#### PROBLEM DETAILS
Top to bottom, output the entries that follow exactly.

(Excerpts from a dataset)

Issue #625, opened 2023-07-25
Bug: Shorter mnemonic words selected by autofill when typing in longer word (eg. typing carry, car autofilled, typing actor, act autofilled)


sneurlax:
### Is there an existing issue for this?

- [X] I have searched the existing issues

### Current Behavior

On Linux desktop, when you restore a mnemonic phrase which contains words that contain valid words as substrings, the shorter substring is autofilled.

### Expected Behavior

If an input is valid but also itself a substring of a longer valid word, focus should not switch automatically.

### Reproduce Steps

Start typing "actor" and "act" will be recognized as a valid word, with focus switching to the next words' input.  Type "carry", but "car" will be recognized and focus switched.

### Environment

- Operating system and version: Ubuntu 20.04

julian-CStack:
what if `car` is the actual word. Then you do want the focus to switch to next field. This unfortunately a side effect of doing auto-go-to-next-field. Not switching to next field on `car` is not a valid solution as that breaks consistency.
@rehrar thoughts?

detherminal:
I have opened the pr that makes it like: It checks if it is a valid word and there is a longer word available, if both, then it just shows empty (not invalid or valid) and user can go to next word by pressing it (then it shows valid if the previous one is valid). If the user continues writing from car to carry, it normally autocompletes and goes to the next one. I think this is the best practice.

sneurlax:
As referenced [here](https://github.com/cypherstack/stack_wallet/pull/645#issuecomment-1714760700), this issue has been resolved.

PR #630, opened 2023-07-27
fix autocomplete bug

detherminal:
solves #625


sneurlax:
I just need to fix the tests and this will be merged in from origin/detherminal/autocomplete

julian-CStack:
reverted original auto focus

#### ANSWER FOR THE TASK
Issue #625, opened 2023-07-25
Bug: Shorter mnemonic words selected by autofill when typing in longer word (eg. typing carry, car autofilled, typing actor, act autofilled)


sneurlax:
### Is there an existing issue for this?

- [X] I have searched the existing issues

### Current Behavior

On Linux desktop, when you restore a mnemonic phrase which contains words that contain valid words as substrings, the shorter substring is autofilled.

### Expected Behavior

If an input is valid but also itself a substring of a longer valid word, focus should not switch automatically.

### Reproduce Steps

Start typing "actor" and "act" will be recognized as a valid word, with focus switching to the next words' input.  Type "carry", but "car" will be recognized and focus switched.

### Environment

- Operating system and version: Ubuntu 20.04

julian-CStack:
what if `car` is the actual word. Then you do want the focus to switch to next field. This unfortunately a side effect of doing auto-go-to-next-field. Not switching to next field on `car` is not a valid solution as that breaks consistency.
@rehrar thoughts?

detherminal:
I have opened the pr that makes it like: It checks if it is a valid word and there is a longer word available, if both, then it just shows empty (not invalid or valid) and user can go to next word by pressing it (then it shows valid if the previous one is valid). If the user continues writing from car to carry, it normally autocompletes and goes to the next one. I think this is the best practice.

sneurlax:
As referenced [here](https://github.com/cypherstack/stack_wallet/pull/645#issuecomment-1714760700), this issue has been resolved.

PR #630, opened 2023-07-27
fix autocomplete bug

detherminal:
solves #625


sneurlax:
I just need to fix the tests and this will be merged in from origin/detherminal/autocomplete

julian-CStack:
reverted original auto focus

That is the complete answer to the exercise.